Conflict Skills Can Prevent Police Violence
Starting again, Conflict Transformation, Police Abolition
Preface: Hello! I am restarting this substack after two years away. If you subscribed a long time ago, I hope you’ll stick around—if you’d rather not, you should be able to unsubscribe at the bottom of the email. The content will remain about Conflict Transformation and conflict skills from an anti-oppressive perspective. I will post 1 - 2 times per month, and for more regular content you can follow me on instagram at @luna_n_h (my old account was donated, so I am restarting fresh). You may be wondering where I’ve been - for the last year I worked at a local effort to create an unarmed, non-police crisis response program—bringing to life a decade-long dream relevant to this post. I’ve also been learning to be a therapist and will graduate in December. I’ll share more about that in future posts, I’m sure.
Trigger Warning: Brief mention of police murder in the first sentences of the first and second paragraphs; skip to “Some Straightforward Steps” to avoid these mentions. Thank you to the person who requested this warning.
Sonya Massey should be alive. She called for help, was followed into her home by police because they felt a need to surveil her (get her ID), and then killed her. Her murder is yet another moment of national reckoning with the violence policing brings to communities—particularly poor, Black, and indigenous communities. What does this have to do with Conflict Transformation? Everything. Destructive conflict is one of the primary reasons police are called into neighborhoods—fear of our neighbors, arguments over issues we could resolve ourselves, social conflicts between people who have property and people who don’t. Conflict Transformation means recognizing the content of our conflicts—but also the social context in which those conflicts occur (structural racism, neglect, and violence) and the responses that exacerbate or suppress, rather than address, those conflicts (surveillance, fines, arrest, incarceration, law suits, control, coercion, abuse).

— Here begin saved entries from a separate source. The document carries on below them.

PR #3605, opened 2026-07-06
 incusd/instance/qemu: Handle missing kvm64

### LINKED ISSUE #3603: VM feature checks fail on qemu 10.x (RHEL/AlmaLinux 10): CPU model 'kvm64' not found

### Incus system details

```yaml
On AlmaLinux 10 (qemu-kvm 10.1.0), VM support is disabled: Unable to run feature checks during QEMU initialization:

Failed to query CPU model: kvm64 not found. qemu ≥10 removed the kvm64 model; driver_qemu.go still calls QueryCPUModel("kvm64"). Please use a model present in qemu 10 (e.g. qemu64) for the x86_64 baseline probe

Required information (incus info):
   server_version: "7.2"   (also 6.23)
   os_name: AlmaLinux   os_version: "10.2"
   kernel_version: 6.12.0-211.29.1.el10_2.x86_64
   driver: lxc | qemu     driver_version: 6.0.6 | 10.1.0
   storage: btrfs
   incus config show <vm> / incus info --show-log <vm>: not applicable — the VM never gets created, because VMs are disabled daemon-wide (see below), so no instance exists.
```

### Instance details

_No response_

### Instance log

_No response_

### Current behavior

With qemu-kvm 10.1.0, the qemu driver is not operational:

Unable to run feature checks during QEMU initialization:

 Failed to query CPU model: GenericError: CPU model 'kvm64' not found
 Instance type not operational  driver=qemu  err="QEMU failed to run feature checks"
 qemu ≥10 removed the legacy kvm64 CPU model, but internal/server/instance/drivers/driver_qemu.go still calls monitor.QueryCPUModel("kvm64") for the x86_64 baseline probe (present in current main).

### Expected behavior

VMs are supported on qemu 10.x. The baseline probe should use a model that exists in qemu 10 (e.g. qemu64), or fall back when kvm64 is absent.

### Steps to reproduce

1. Install AlmaLinux 10 (qemu-kvm 10.1.0) and Incus (e.g. COPR neelc/incus).
2. incus admin init --minimal
3. incus launch images:ubuntu/24.04 v1 --vm → fails; incus info shows the qemu driver as not operational with the kvm64 error.

Suggested fix: one line — QueryCPUModel("kvm64") → QueryCPUModel("qemu64") (verified working on AlmaLinux 10 / qemu 10.1)

glowf1sh:
Fixes #3603 

qemu >= 10.0 removed the legacy `kvm64` CPU model. The host-CPU baseline probe
in the qemu driver still requests `kvm64`, so on qemu 10.x the feature check
fails ("CPU model 'kvm64' not found") and the qemu driver is marked not
operational — VMs are disabled entirely on AlmaLinux/RHEL 10 (qemu-kvm 10.1.0).

This switches the x86_64 baseline probe to `qemu64`, which is the generic
baseline still present in qemu 10.x. Verified on AlmaLinux 10.2 / qemu-kvm
10.1.0: the qemu driver becomes operational again.

Note: 

qemu64 is itself marked deprecated in qemu 10.1, so a longer-term fix may
prefer to fall back gracefully when the probed baseline model is absent, rather
than hard-coding another named model.

### DIFF
--- a/internal/server/instance/drivers/driver_qemu.go
+++ b/internal/server/instance/drivers/driver_qemu.go
@@ -10379,7 +10379,11 @@ func (d *qemu) checkFeatures(hostArch int, qemuPath string) (map[string]any, err
 	if hostArch == osarch.ARCH_64BIT_INTEL_X86 {
 		model, err := monitor.QueryCPUModel("kvm64")
 		if err != nil {
-			return nil, err
+			// Fallback to qemu64 if kvm64 is missing (RHEL).
+			model, err = monitor.QueryCPUModel("qemu64")
+			if err != nil {
+				return nil, err
+			}
 		}
 
 		cpuFlags := map[string]bool{}


stgraber:
The correct fix here is to lookup `qemu64` as the fallback if `kvm64` isn't found.

It's only RHEL that's been playing the aggressive deprecation game. Upstream QEMU hasn't deprecated either of those CPU types (https://www.qemu.org/docs/master/about/deprecated.html).

glowf1sh:
> The correct fix here is to lookup `qemu64` as the fallback if `kvm64` isn't found.
> 
> It's only RHEL that's been playing the aggressive deprecation game. Upstream QEMU hasn't deprecated either of those CPU types (https://www.qemu.org/docs/master/about/deprecated.html).

true :(

Thanks — I'll push an updated version that keeps `kvm64` and only falls back to `qemu64` when it isn't available.

Context on why I'm on 7.x in the first place: AlmaLinux 10's QEMU build ships without `virtio-9p-pci` (and `virtio-sound-pci`), so on 6.23 a VM fails to start because its 9p config drive device is rejected ("`virtio-9p-pci` is not a valid device model name"). 7.x's virtio-fs config drive / device feature-gating is exactly what handles that, so 7.x is the version I need here — 6.23 can't do VMs on this QEMU.

The problem: when I build **7.2** from the release tarball on AlmaLinux 10 (cowsql 1.15.9, go-cowsql v1.22.0, RPM spec derived from the neelc/incus one that builds a working 6.23), the database layer misbehaves — 
every *get-by-name* lookup returns "not found" while `list` works:

      $ incus storage list        # shows it
      | bulk | btrfs | CREATED |
      $ incus storage show bulk
      Error: not found

Same for `profile show default`; instance creation and `incus admin init --minimal` ("profile already exists") fail too. The **identical build of 6.23** is completely fine (containers, init, and instance *creation* all work — it's only the VM *boot* that hits the missing QEMU device above).

Is there a build-side requirement that changed between 6.23 and 7.x for EL/non-Ubuntu builds (cowsql/libsqlite3 build tags, dqlite/raft version)? Happy to open a separate issue with a full repro.

stgraber:
@glowf1sh you're almost certainly using a broken Go build command.

Incus 7.2 switched from gorilla/mux to the native Go muxer.
There are some build parameters which completely break that new muxer, most notably setting GO111MODULE=off or having GODEBUG contain httpmuxgo121=1

stgraber:
@glowf1sh note that I updated your branch for you with the approach I suggested, just waiting for one more test to pass then it will get merged.

stgraber (approved):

For the last ten years, I have been lucky to organize and build community alongside abolitionists who envision a world without police violence. Many of us came together after a local murder, similar to Sonya’s, of Aura Rain Rosser. Since the 2020 murder of George Floyd, more and more people across the U.S. have invested in alternatives to police—organizations like The Healing and Justice Center in Miami, FL, Mental Health First in Sacramento and Oakland, and Call Bubbie in Portland, OR are a few organizations centering liberation in their efforts to provide care and crisis response without police. These efforts are incredible signs of hope and inspiration. But, not everyone has an organization like these who they can call. That can leave us feeling like our only option in moments of crisis is to call 911 or leave our neighbors without help.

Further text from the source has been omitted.